I tried alcohol. It only helped temporarily. The torment would still be there when I woke up.


Alice:

"The first few years after the abortion were fine. Then when I had my first baby I went into shock. It suddenly hit me that this was a baby. I had panic attacks and five years of illness, thinking I would die. I went to the doctor every month and although the abortion was on my record he didn't see that it was the cause."

Alice did not realise the cause either and just thought she was ill. It was her mother who eventually suggested the illness and attacks might be due to the abortion. "In the last few years I've had counselling (for the abortion), which finished about two years ago and since then, for the first time, I've lived a normal life."


Carol:

"I was a very open-minded, pro-choice feminist (but after my abortion), I hated myself and Jim so much that I could no longer keep it inside. I felt very pathetic, instigating fights between us."


Melissa:

"I haven't been able to sleep for three months . . I eat and I feel sick, I am constantly arguing with my husband, my mother, my in-laws and my brother. What upsets me most is the fact that I am treating my three-year-old boy badly. Yet, I love him and I do not want to hurt him. I must be cured straight away because I fear I'm on the edge of madness. I have terrible dreams, which afterwards I cannot remember. I wake up suddenly and I switch on the light. I often sleep with the light on. I shiver and I am cold. I am off sick at work. I feel as if I am going mad and I cannot bear making my little boy suffer any more. He has seen me change and I feel myself that I have changed. If in the past I felt any pleasure from making love with my husband, now I feel none at all. In fact, I find it physically revolting. I feel that he is far away from me, that everybody is. I have the feeling that at any moment some terrible disaster is going to happen to me. I sense a catastrophe around the corner and I am afraid of going out by myself.

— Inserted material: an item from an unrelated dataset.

PR #5105, opened 2022-06-21
API: Access deleted and added delete files in Snapshot

aokolnychyi:
This PR uses the work in #4873 as an opportunity to support accessing delete files in `Snapshot`. That PR added new methods for accessing data files with an explicit `FileIO`, which haven't been released yet. I propose to rename the newly added methods to `addedDataFiles` and `deletedDataFiles` and also add similar methods for delete files. I feel it is important to do before 1.0.0.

I started a job in a hospital but after a couple of months, I had to leave work as the clinical environment kept triggering memories of my abortions and I had become unable to function.

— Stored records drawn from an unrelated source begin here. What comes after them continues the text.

PR #5106, opened 2022-06-21
Spark 3.2: Expose actual action classes in SparkActions

aokolnychyi:
This PR exposes actual classes in `SparkActions` so that users don't have to do weird explicit casts to access methods that expose or accept `DataFrame`s.


spark/v3.2/spark/src/main/java/org/apache/iceberg/spark/actions/BaseDeleteReachableFilesSparkAction.java
```diff
@@ -19,165 +19,21 @@
...
+ * An action that deletes reachable files from a given metadata location.
+ *
+ * @deprecated since 0.14.0, will be removed in 1.0.0;
+ *             use {@link SparkActions} and {@link DeleteReachableFilesSparkAction} instead.
  */
-@SuppressWarnings("UnnecessaryAnonymousClass")
-public class BaseDeleteReachableFilesSparkAction
-    extends BaseSparkAction<DeleteReachableFiles, DeleteReachableFiles.Result> implements DeleteReachableFiles {
+@Deprecated
+public class BaseDeleteReachableFilesSparkAction extends DeleteReachableFilesSparkAction {
```
aokolnychyi, line 31: I initially simply renamed the old actions but this may break folks who did explicit casts in the past as these base action classes were kind of public. That's why I extended the renamed classes for compatibility with a deprecation warning.

spark/v3.2/spark/src/main/java/org/apache/iceberg/spark/actions/BaseDeleteOrphanFilesSparkAction.java
```diff
@@ -19,346 +19,19 @@
...
- * be deleted, using the same {@link Table#location()} and {@link #olderThan(long)} filtering as above.
- * <p>
- * <em>Note:</em> It is dangerous to call this action with a short retention interval as it might corrupt
- * the state of the table if another operation is writing at the same time.
+ * An action to delete orphan files.
+ *
+ * @deprecated since 0.14.0, will be removed in 1.0.0;
+ *             use {@link SparkActions} and {@link DeleteOrphanFilesSparkAction} instead.
  */
-public class BaseDeleteOrphanFilesSparkAction
```
aokolnychyi, line 93: Instead of exposing actual classes, we could add Spark-specific interfaces and expose them. However, I don't think it is a good idea. Methods we would add to those interfaces usually reflect internal implementation details that are not generic. In addition, we probably don’t want to complicate the actions API by adding another layer of interfaces. Exposing classes seems to be the most straightforward option but I'd prefer to rename the classes in that case.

I crawled into my GP's office sobbing, barely able to walk or speak. As I told her of my feelings, I encountered a wall of disbelief. I was scoffed at: "But your abortions were over 15 years ago!" I watched as she struggled to find the sympathy she felt she should show. It is hard enough to talk about your abortions, let alone having to cope with denial on the part of the practitioner."


Nancy:

"It's so hard to put into words how the abortion affected me. I became a tramp and slept with anyone and everyone. I engaged in unprotected sex and each month when I wasn't pregnant I would go into a deep depression. I was rebellious. I wanted my parents to see what I had become. I dropped out of uni. I tried suicide, but didn't have the guts to slit my wrists or blow my brains out. I couldn't get my hands on sleeping pills, so I resorted to over the counter sleep aids and booze.

When that failed, I then tried to make relationships work with me, any man. I was driven with a need to have a child and knew if I was married my parents couldn't do anything about it."


Sally:

"Within 60 days I was in what I now call the 3D's - drugs, daring and death and that's where I remained for 3 years. I was doing drugs constantly and never went straight. I went to church stoned. I went to my job stoned. I ruined my career.

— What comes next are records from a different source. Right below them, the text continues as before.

PR #5107, opened 2022-06-21
Core: Check for valid identifiers in REST catalog

bryanck:
This PR adds checks for valid identifiers before performing certain catalog operations in the REST catalog. Currently, the pathing for most REST requests includes the namespace as part of the path. This adds checks that the namespace is not empty to prevent the REST catalog from building a path with `//`. Using double slashes in the path is considered a security vulnerability by some frameworks so seems best to avoid.


danielcweeks (approved):
Thanks @bryanck

PR #5108, opened 2022-06-21
Spark 3.2: Expose actual action classes in SparkActions

aokolnychyi:
This PR exposes actual classes in `SparkActions` so that users don't have to do weird explicit casts to access methods that expose or accept `DataFrame`s.


spark/v3.2/spark/src/main/java/org/apache/iceberg/spark/actions/BaseDeleteOrphanFilesSparkAction.java
```diff
@@ -19,346 +19,52 @@
...
-    }
-  };
-
-  private String location = null;
-  private long olderThanTimestamp = System.currentTimeMillis() - TimeUnit.DAYS.toMillis(3);
-  private Dataset<Row> compareToFileList;
-  private Consumer<String> deleteFunc = defaultDelete;
-  private ExecutorService deleteExecutorService = null;
+@Deprecated
+public class BaseDeleteOrphanFilesSparkAction extends DeleteOrphanFilesSparkAction {
```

I was living on the edge of a daring life. I was the person you saw on the ski slopes coming down missing the trees, doing flips and hitting the ski jumps at 90 miles per hour. I was driving fast and drinking because I had lost my self worth. I had everything bottled up within me. I was waiting for life to be snatched from me because it had lost its meaning and I wanted to die to atone for the one I had allowed to be taken."


Jenny:

"Within a month of the abortion, my hair started turning grey. I almost lost my part-time job because I cried so often at work. When I drove the car, I was frequently blinded by tears and had several minor accidents, any one of which could have been serious. I often had thought of killing myself and my children."